Mesmo da mais humilde parte do proletariado. Assim, para fazer isto, ele tem de dividir a frente de classe. Ele tem de espalhar o mito do perigo das organizações armadas por entre os pobres; e, ao mesmo tempo, o mito da santidade do estado, da moralidade, da lei e por aí fora. Indiretamente, o capital empurra estas organizações e os seus militantes para assumir papéis específicos. Uma vez neste “papel”, o divertimento deixa de ter qualquer significado. Tudo se torna “sério”, logo, ilusório; o divertimento entra no domínio do espetacular e transforma-se numa mercadoria. O DIVERTIMENTO torna-se “máscara”. O indivíduo torna-se anônimo, vive o seu papel, não mais capaz de distinguir entre aparência e realidade. Afim de nos libertarmos do círculo mágico das mercadorias teatrais, nós temos de recusar todos os papéis, incluindo o de revolucionário “profissional”. A luta armada não deve deixar ser ela mesma algo profissional, especificamente, deve impedir a divisão de tarefas que o aspecto externo da produção capitalista lhe quer impor.
“Faça você mesmo”. Não quebre o aspecto global do divertimento reduzindo-o a papéis. Defenda o teu direito de gozar a vida. Obstrua o projeto de morte do capital. Este ultimo pode apenas entrar no mundo da criatividade e do divertimento transformando quem está jogando num “jogador”, o criador vivo numa pessoa morta, que se engana a si mesma ao acreditar que está viva. Não haveria mais sentido em falar sobre divertimento se o “mundo do divertimento” se tornasse centralizado. Devemos prever esta possibilidade de o capital tomar novamente a proposta revolucionária quando lançamos o nosso argumento de “prazer armado”. E uma maneira em que isto poderia acontecer seria através da gestão do mundo do divertimento desde o exterior. Através do estabelecer de papéis dos jogadores e da mitologia do brinquedo. Ao quebrar os laços da centralização (do partido armado), obtém-se o resultado de confundir as idéias do capital, sintonizadas como estão para o código da produtividade espetacular do mercado quantitativo.

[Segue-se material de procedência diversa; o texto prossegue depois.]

PR #1704, opened 2023-08-25
Add the support of the XGROUP CREATE and DESTROY command

### LINKED ISSUE #1586: Add the support of the XGROUP CREATE and DESTROY command
This issue intend to implement [XGROUP CREATE](https://redis.io/commands/xgroup-create/) and [XGROUP DESTROY](https://redis.io/commands/xgroup-destroy/) like redis.

see #1654 for more discusstions

Yangsx-1:
Close #1586 
Implement discussion #1654 

the subkeys and values for consumer group:
```
1.consumer_group_metadata: key(stream_name) + version + sizeof(consumer_group_name) + $(consumer_group_name) + METADATA --> consumer_group_metadata
2.consumer_metadata: key(stream_name) + version + sizeof(consumer_group_name) + $(consumer_group_name) + sizeof(consumer_name) + $(consumer_name) + METADATA --> consumer_metadata
3.PEL entries: key(stream_name) + version + sizeof(consumer_group_name) + $(consumer_group_name) + $(stream_entryid) --> values
```

In this PR, we only focus on 1.consumer_group_metadata

### DIFF
--- a/src/commands/cmd_stream.cc
+++ b/src/commands/cmd_stream.cc
@@ -261,7 +261,7 @@ class CommandXGroup : public Commander {
         return {Status::RedisExecErr, s.ToString()};
       }
 
-      *output = redis::BulkString("OK");
+      *output = redis::SimpleString("OK");
     }
 
     if (subcommand_ == "destroy") {
--- a/src/commands/cmd_stream.cc
+++ b/src/commands/cmd_stream.cc
@@ -250,9 +250,14 @@ class CommandXGroup : public Commander {
     }
 
     if (subcommand_ == "destroy") {
+      if (args.size() != 4) {
+        return {Status::RedisParseErr, errWrongNumOfArguments};
+      }
+
+      return Status::OK();
     }
 
-    return {Status::RedisParseErr, "unknown subcommand" + subcommand_};
+    return {Status::RedisParseErr, "unknown subcommand"};
   }
 
   Status Execute(Server *svr, Connection *conn, std::string *output) override {
@@ -265,9 +270,23 @@ class CommandXGroup : public Commander {
       }
 
       *output = redis::BulkString("OK");
-
-      return Status::OK();
     }
+
+    if (subcommand_ == "destroy") {
+      uint64_t delete_cnt = 0;
+      auto s = stream_db.DestroyGroup(stream_name_, group_name_, &delete_cnt);
+      if (!s.ok()) {
+        return {Status::RedisExecErr, s.ToString()};
+      }
+
+      if (delete_cnt > 0) {
+        *output = redis::Integer(1);
+      } else {
+        *output = redis::Integer(0);
+      }
+    }
+
+    return Status::OK();
   }
 
  private:
--- a/src/commands/cmd_stream.cc
+++ b/src/commands/cmd_stream.cc
@@ -22,6 +22,7 @@
 #include <stdexcept>
 
 #include "commander.h"
+#include "command_parser.h"
 #include "error_constants.h"
 #include "event_util.h"
 #include "server/server.h"
@@ -208,9 +209,10 @@ class CommandXDel : public Commander {
 class CommandXGroup : public Commander {
  public:
   Status Parse(const std::vector<std::string> &args) override {
-    subcommand_ = util::ToLower(args[1]);
-    stream_name_ = args[2];
-    group_name_ = args[3];
+    CommandParser parser(args, 1);
+    subcommand_ = util::ToLower(GET_OR_RET(parser.TakeStr()));
+    stream_name_ = GET_OR_RET(parser.TakeStr());
+    group_name_ = GET_OR_RET(parser.TakeStr());
     if (std::isdigit(group_name_[0])) {
       return {Status::RedisParseErr, "group name cannot start with number"};
     }
@@ -220,29 +222,24 @@ class CommandXGroup : public Commander {
         return {Status::RedisParseErr, errWrongNumOfArguments};
       }
 
-      xgroup_create_options_.last_id = args[4];
+      xgroup_create_options_.last_id = GET_OR_RET(parser.TakeStr());
 
-      for (size_t i = 5; i < args.size(); ++i) {
-        auto val = util::ToLower(args[i]);
-        if (val == "mkstream") {
+      while (parser.Good()) {
+        if (parser.EatEqICase("mkstream")) {
           xgroup_create_options_.mkstream = true;
-          continue;
         }
-
-        if (val == "entriesread") {
-          if (i + 1 >= args.size()) {
+        else if (parser.EatEqICase("entriesread")) {
+          if (!parser.Good()) {
             return {Status::RedisParseErr, errUnknownSubcommandOrWrongArguments};
           }
-          auto parse_result = ParseInt<int64_t>(args[i + 1], 10);
-          if (!parse_result) {
+          auto parse_result = parser.TakeInt<int64_t>();
+          if (!parse_result.IsOK()) {
             return {Status::RedisParseErr, errValueNotInteger};
           }
-          if (*parse_result < 0 && *parse_result != -1) {
+          if (parse_result.GetValue() < 0 && parse_result.GetValue() != -1) {
             return {Status::RedisParseErr, "value for ENTRIESREAD must be positive or -1"};
           }
-          xgroup_create_options_.entries_read = *parse_result;
-          ++i;
-          continue;
+          xgroup_create_options_.entries_read = parse_result.GetValue();
         }
       }
 
--- a/src/commands/cmd_stream.cc
+++ b/src/commands/cmd_stream.cc
@@ -205,6 +205,78 @@ class CommandXDel : public Commander {
   std::vector<redis::StreamEntryID> ids_;
 };
 
+class CommandXGroup : public Commander {
+ public:
+  Status Parse(const std::vector<std::string> &args) override {
+    subcommand_ = util::ToLower(args[1]);
+    stream_name_ = args[2];
+    group_name_ = args[3];
+    if (std::isdigit(group_name_[0])) {
+      return {Status::RedisParseErr, "group name cannot start with number"};
+    }
+
+    if (subcommand_ == "create") {
+      if (args.size() < 5 || args.size() > 8) {
+        return {Status::RedisParseErr, errWrongNumOfArguments};
+      }
+
+      xgroup_create_options_.last_id = args[4];
+
+      for (size_t i = 5; i < args.size(); ++i) {
+        auto val = util::ToLower(args[i]);
+        if (val == "mkstream") {
+          xgroup_create_options_.mkstream = true;
+          continue;
+        }
+
+        if (val == "entriesread") {
+          if (i + 1 >= args.size()) {
+            return {Status::RedisParseErr, errUnknownSubcommandOrWrongArguments};
+          }
+          auto parse_result = ParseInt<int64_t>(args[i + 1], 10);
+          if (!parse_result) {
+            return {Status::RedisParseErr, errValueNotInteger};
+          }
+          if (*parse_result < 0 && *parse_result != -1) {
+            return {Status::RedisParseErr, "value for ENTRIESREAD must be positive or -1"};
+          }
+          xgroup_create_options_.entries_read = *parse_result;
+          ++i;
+          continue;
+        }
+      }
+
+      return Status::OK();
+    }
+
+    if (subcommand_ == "destroy") {
+    }
+
+    return {Status::RedisParseErr, "unknown subcommand" + subcommand_};
+  }
+
+  Status Execute(Server *svr, Connection *conn, std::string *output) override {
+    redis::Stream stream_db(svr->storage, conn->GetNamespace());
+
+    if (subcommand_ == "create") {
+      auto s = stream_db.CreateGroup(stream_name_, xgroup_create_options_, group_name_);
+      if (!s.ok()) {
+        return {Status::RedisExecErr, s.ToString()};
+      }
+
+      *output = redis::BulkString("OK");
+
+      return Status::OK();
+    }
+  }
+
+ private:
+  std::string subcommand_;
+  std::string stream_name_;
+  std::string group_name_;
+  StreamXGroupCreateOptions xgroup_create_options_;
+};
+
 class CommandXLen : public Commander {
  public:
   Status Parse(const std::vector<std::string> &args) override {
@@ -969,6 +1041,7 @@ class CommandXSetId : public Commander {
 
 REDIS_REGISTER_COMMANDS(MakeCmdAttr<CommandXAdd>("xadd", -5, "write", 1, 1, 1),
                         MakeCmdAttr<CommandXDel>("xdel", -3, "write", 1, 1, 1),
+                        MakeCmdAttr<CommandXGroup>("xgroup", -4, "write", 2, 2, 1),
                         MakeCmdAttr<CommandXLen>("xlen", -2, "read-only", 1, 1, 1),
                         MakeCmdAttr<CommandXInfo>("xinfo", -2, "read-only", 0, 0, 0),
                         MakeCmdAttr<CommandXRange>("xrange", -4, "read-only", 1, 1, 1),
--- a/src/commands/cmd_stream.cc
+++ b/src/commands/cmd_stream.cc
@@ -213,9 +213,6 @@ class CommandXGroup : public Commander {
     subcommand_ = util::ToLower(GET_OR_RET(parser.TakeStr()));
     stream_name_ = GET_OR_RET(parser.TakeStr());
     group_name_ = GET_OR_RET(parser.TakeStr());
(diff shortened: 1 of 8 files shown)


Yangsx-1:
I'll add more test cases after finishing xinfo command.

src/storage/redis_metadata.cc
```diff
@@ -378,7 +379,7 @@ rocksdb::Status StreamMetadata::Decode(const std::string &bytes) {
   GetFixed64(&input, &version);
   GetFixedCommon(&input, &size);
 
-  if (input.size() < 88) {
+  if (input.size() < 96) {
```
PragmaTwice: It seems this line will break the compatibility of kvrocks in stream datatype, which is critical.

PragmaTwice: i.e., the old userdata of stream datatype will always not satisfy this condition.

Yangsx-1: Oh, i don't recognize it. The variable `group_number` is added to `StreamMetadata` and it serves for quickly getting the consumer group number which will be used in `XINFO STREAM`. I can delete it if necessary and the number of consumer groups can be counted through iteration.

PragmaTwice: I mean, you can add some new field to StreamMetadata, but you cannot make old data in user's storage inaccessible.

So if you want to add a new field, you need to consider to write a Decode function that can work well while facing old userdata without the field you just add.

Yangsx-1: Got it. :)

src/commands/cmd_stream.cc
```diff
@@ -205,6 +205,97 @@ class CommandXDel : public Commander {
...
+    }
+
+    if (subcommand_ == "create") {
+      if (args.size() < 5 || args.size() > 8) {
+        return {Status::RedisParseErr, errWrongNumOfArguments};
+      }
+
+      xgroup_create_options_.last_id = args[4];
+
+      for (size_t i = 5; i < args.size(); ++i) {
```
git-hulk: it'd be better to use `command_parser` to parse arguments.

src/storage/redis_metadata.cc
```diff
@@ -396,5 +397,9 @@ rocksdb::Status StreamMetadata::Decode(Slice input) {
 
   GetFixed64(&input, &entries_added);
 
+  if (input.size() != 0) {
```
```suggestion
  if (input.size() >= 8) {
```

src/commands/cmd_stream.cc
```diff
@@ -205,6 +206,92 @@ class CommandXDel : public Commander {
...
+class CommandXGroup : public Commander {
+ public:
+  Status Parse(const std::vector<std::string> &args) override {
+    CommandParser parser(args, 1);
+    subcommand_ = util::ToLower(GET_OR_RET(parser.TakeStr()));
+    stream_name_ = GET_OR_RET(parser.TakeStr());
+    group_name_ = GET_OR_RET(parser.TakeStr());
+    if (std::isdigit(group_name_[0])) {
+      return {Status::RedisParseErr, "group name cannot start with number"};
+    }
```
PragmaTwice: I think this piece of logic can be better in Stream::CreateGroup?

src/commands/cmd_stream.cc
```diff
@@ -205,6 +206,92 @@ class CommandXDel : public Commander {
...
+          }
+          auto parse_result = parser.TakeInt<int64_t>();
+          if (!parse_result.IsOK()) {
+            return {Status::RedisParseErr, errValueNotInteger};
+          }
+          if (parse_result.GetValue() < 0 && parse_result.GetValue() != -1) {
+            return {Status::RedisParseErr, "value for ENTRIESREAD must be positive or -1"};
+          }
+          xgroup_create_options_.entries_read = parse_result.GetValue();
+        }
```
PragmaTwice, line 238:
```suggestion
        } else {
          return parser.InvalidSyntax();
        }
```

src/commands/cmd_stream.cc
```diff
@@ -205,6 +206,92 @@ class CommandXDel : public Commander {
...
+      xgroup_create_options_.last_id = GET_OR_RET(parser.TakeStr());
+
+      while (parser.Good()) {
+        if (parser.EatEqICase("mkstream")) {
+          xgroup_create_options_.mkstream = true;
+        } else if (parser.EatEqICase("entriesread")) {
+          if (!parser.Good()) {
+            return {Status::RedisParseErr, errUnknownSubcommandOrWrongArguments};
+          }
+          auto parse_result = parser.TakeInt<int64_t>();
```
PragmaTwice:
```suggestion
          auto parse_result = parser.TakeInt<int64_t>();
```

src/commands/cmd_stream.cc
```diff
@@ -205,6 +206,92 @@ class CommandXDel : public Commander {
...
+          if (!parse_result.IsOK()) {
+            return {Status::RedisParseErr, errValueNotInteger};
+          }
+          if (parse_result.GetValue() < 0 && parse_result.GetValue() != -1) {
+            return {Status::RedisParseErr, "value for ENTRIESREAD must be positive or -1"};
```
PragmaTwice, line 233: Could the value be zero? The condition includes zero but the error message does not.

src/commands/cmd_stream.cc
Yangsx-1: Oh yes, it's better in Stream::CreateGroup.

src/commands/cmd_stream.cc
Yangsx-1: The value can be zero, and the error message is the same as redis.

git-hulk:
@Yangsx-1 Could you please add the Go tests for this command?

Yangsx-1:
> @Yangsx-1 Could you please add the Go tests for this command?

Of course.

src/types/redis_stream.cc
```diff
@@ -160,6 +163,142 @@ rocksdb::Status Stream::Add(const Slice &stream_name, const StreamAddOptions &op
...
+  StreamMetadata metadata;
+  rocksdb::Status s = GetMetadata(ns_key, &metadata);
+  if (!s.ok() && !s.IsNotFound()) {
+    return s;
+  }
+
+  if (s.IsNotFound() && !options.mkstream) {
+    return rocksdb::Status::InvalidArgument(errXGroupSubcommandRequiresKeyExist);
+  }
+
```
mapleFU, line 231: Is `mkstream` implemented? We'd better add a test for it

Yangsx-1: Of course, the code below will use the empty metadata for the key of stream if it doesn't exist.

Yangsx-1: I add xinfo to test if the stream has been created in go test.

git-hulk (dismissed):

src/commands/cmd_stream.cc
```diff
@@ -205,6 +206,88 @@ class CommandXDel : public Commander {
...
+    }
+
+    if (subcommand_ == "destroy") {
+      uint64_t delete_cnt = 0;
+      auto s = stream_db.DestroyGroup(stream_name_, group_name_, &delete_cnt);
+      if (!s.ok()) {
+        return {Status::RedisExecErr, s.ToString()};
+      }
+
+      if (delete_cnt > 0) {
```
torwig, line 274: Is there any circumstances when `delete_cnt` can be greater than 1? If not we can simplify this `if-else` statement and just write `*output = redis::Integer(delete_cnt);`

enjoy-binbin:
@Yangsx-1 Can you or someone extract some content from #1586 and #1654 and put it in the top comment?
since there are some comments in the discussion, that will be great if we have a final version in the top comment

src/types/redis_stream.cc
```diff
@@ -160,6 +163,142 @@ rocksdb::Status Stream::Add(const Slice &stream_name, const StreamAddOptions &op
...
+  rocksdb::ReadOptions read_options = storage_->DefaultScanOptions();
+  LatestSnapShot ss(storage_);
+  read_options.snapshot = ss.GetSnapShot();
+  rocksdb::Slice upper_bound(next_version_prefix_key);
+  read_options.iterate_upper_bound = &upper_bound;
+  rocksdb::Slice lower_bound(prefix_key);
+  read_options.iterate_lower_bound = &lower_bound;
+
+  auto iter = util::UniqueIterator(storage_, read_options, stream_cf_handle_);
```
torwig, line 300: What actually we are deleting here using the loop and the iterator? Just CG's metadata? PEL and all the consumers?

Yangsx-1:
> @Yangsx-1 Can you or someone extract some content from #1586 and #1654 and put it in the top comment? since there are some comments in the discussion, that will be great if we have a final version in the top comment

added

src/commands/cmd_stream.cc
Yangsx-1: It can only be 0 or 1.

src/types/redis_stream.cc
Yangsx-1: Since all the data(consumer group, consumers in the group and PEL) for a single consumer group has the same prefix in the subkey, so all the data of the consumer group will be deleted through the iteration.

src/commands/cmd_stream.cc
mapleFU: (So a explicit boolean might be better here?)

src/types/redis_stream.cc
```diff
@@ -160,6 +163,142 @@ rocksdb::Status Stream::Add(const Slice &stream_name, const StreamAddOptions &op
...
+                                             const std::string &group_name) const {
+  std::string sub_key;
+  PutFixed64(&sub_key, group_name.size());
+  sub_key += group_name;
+  sub_key += "METADATA";
+  std::string entry_key = InternalKey(ns_key, sub_key, metadata.version, storage_->IsSlotIdEncoded()).Encode();
+  return entry_key;
+}
+
+std::string Stream::groupNameFromInternalKey(const rocksdb::Slice &key) const {
```
mapleFU:
```suggestion
std::string Stream::groupNameFromInternalKey(rocksdb::Slice key) const {
```

src/types/redis_stream.cc
```diff
@@ -160,6 +163,142 @@ rocksdb::Status Stream::Add(const Slice &stream_name, const StreamAddOptions &op
...
+  InternalKey ikey(key, storage_->IsSlotIdEncoded());
+  Slice group_name_metadata = ikey.GetSubKey();
+  uint64_t len = 0;
+  GetFixed64(&group_name_metadata, &len);
+  std::string group_name = group_name_metadata.ToString().substr(0, len);
```
mapleFU: substr before to string?

mapleFU (commented):
The patch is overall LGTM, I wonder should we add a test that we parse from / mkstream to previous stream metadata without group_number

src/types/redis_stream.cc
mapleFU: Should we check that `delete_cnt == 1`? Since L292-L297 would `-=1` rather than `-=*delete_cnt`

src/types/redis_stream.cc
Yangsx-1: Is there any difference? And it seems that class slice has no method the same as the function of substr.

src/types/redis_stream.cc
Yangsx-1: I think it's ok, because there are something deleted if `delete_cnt != 0`. When `delete_cnt == 1`, the deleted thing can only be consumer group metadata in the design. So the `-= 1` in L293 only means a consumer group are deleted and the counter in stream metadata changes.

torwig: @Yangsx-1 But you actually don't check the prefix inside the loop. Potentially, if there is any other data (that has another prefix), it will be deleted as well.

src/types/redis_stream.cc
mapleFU: Nope I think it could Produce less copy ( slice substr don't produce any copying ). But it doesn't matter.

src/types/redis_stream.cc
```diff
@@ -160,6 +163,142 @@ rocksdb::Status Stream::Add(const Slice &stream_name, const StreamAddOptions &op
   return storage_->Write(storage_->DefaultWriteOptions(), batch->GetWriteBatch());
 }
 
+std::string Stream::internalKeyFromGroupName(const std::string &ns_key, const StreamMetadata &metadata,
+                                             const std::string &group_name) const {
+  std::string sub_key;
+  PutFixed64(&sub_key, group_name.size());
+  sub_key += group_name;
+  sub_key += "METADATA";
```
torwig: I think this "magic" string can be extracted as a constant value.

src/types/redis_stream.cc
Yangsx-1: @torwig  In L271-L284, i used the subkey prefix to scan the snapshot. The prefix include the consumer groups name size and its name, so the scan result only includes the subkey with the prefix and there is no chance to delete something doesn't belong to the group.

Yangsx-1:
> The patch is overall LGTM, I wonder should we add a test that we parse from / mkstream to previous stream metadata without group_number

Sorry, i'm not fully understand what you want to check. @mapleFU

src/types/redis_stream.cc
Yangsx-1: You mean something like `bool isMetadata` in value? But it is easier to extract metadata directly with the magic string.

src/types/redis_stream.cc
mapleFU: Another point is that do we need to check whether the `length` is too long(check the result of `GetFixed64` pretent from bad len, and check `len` is not overflow)?

src/types/redis_stream.cc
torwig: No, I mean `constexpr const char *consumerGroupMetadataDelimiter = "METADATA"`.

Yangsx-1: Oh, that would be nice.

src/types/redis_stream.cc
Yangsx-1: Do you have more suggestions? @torwig

src/types/redis_stream.cc
```diff
@@ -160,6 +163,142 @@ rocksdb::Status Stream::Add(const Slice &stream_name, const StreamAddOptions &op
...
+    }
+  }
+  consumer_group_metadata.entries_read = options.entries_read;
+  std::string entry_key = internalKeyFromGroupName(ns_key, metadata, group_name);
+  std::string entry_value = encodeStreamConsumerGroupMetadataValue(consumer_group_metadata);
+
+  auto batch = storage_->GetWriteBatchBase();
+  WriteBatchLogData log_data(kRedisStream);
+  batch->PutLogData(log_data.Encode());
+  batch->Put(stream_cf_handle_, entry_key, entry_value);
```
mapleFU, line 258: One other question is that, should we check if the `entry_key` existing before?

https://github.com/redis/redis/blob/e792653753dc62b5a00822121e585511542a024b/src/t_stream.c#L2484

mapleFU:
Sorry for misleading, I mean maybe we can have some "upgrading test", since now we evolution our Stream Metadata. Users in 2.5.1 using stream would have shorter metadata. Maybe we need to test create group on an existing stream without `group_number` (or just not write it if it's 0).

Or don't test that is also ok for me, since the logic here is not complex. I guess we might not make error on it.

src/types/redis_stream.cc
Yangsx-1: Good catch! I think it's necessary and i'll add it later.

mapleFU:
(Maybe not write `group_number` if it's 0 is not a good idea. Because if we support more config later, we will lack a flag shows that what's the logic content after 88 bytes.

It's ok to not testing it. If we want test it, just `Encode` and build a subslice for it. )

src/types/redis_stream.cc
Yangsx-1: Maybe `uint64_t` is big enough and we don't need to check it.

mapleFU: Oh I think we won't overflow `u64`. It's a kind of defensive programming, since maybe internal key passed to `groupNameFromInternalKey` is kind of rubbish, it might to short or given a bad `length`. And `substr` it might causing a out_of_range exception.

It might not happen if everything works well, and if something bad happens, we still suffer from error or bug. However I think adding a `Status` and checking here is no risky

mapleFU (approved):
I'm not so familiar with STREAM logic, might need @torwig 's review

Other LGTM

torwig:
@mapleFU Generally LGTM/ However, I think that CREATE and DESTROY without other CG commands are useless. Thus, I would like to see the implementation of READ, XCLAIM, XPENDING commands. Additionally, during the work on them, @Yangsx-1 may want to improve something in the CREATE command's implementation.

Yangsx-1:
> 

Yes, i'll participate in most implementation of the consumer group commands and improve the already finished commands when necessary.

Yangsx-1:
Can anyone help merge this pr?

git-hulk (approved):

Não é nada. Algo sem objetivo preciso, desprovido de realidade. E é assim porque a essência, os objetivos e a realidade do capital são ilusórios, enquanto a essência, os objetivos e a realidade da revolução são concretos. O código da necessidade de comunismo toma o lugar do código da necessidade de produzir. Na luz desta necessidade, na comunidade do divertimento, as decisões da pessoa tornam-se significantes. A irreal personagem ilusória dos modelos da morte do passado é posta a descoberto. A destruição dos chefes significa a destruição das mercadorias, e a destruição das mercadorias significa a destruição dos chefes.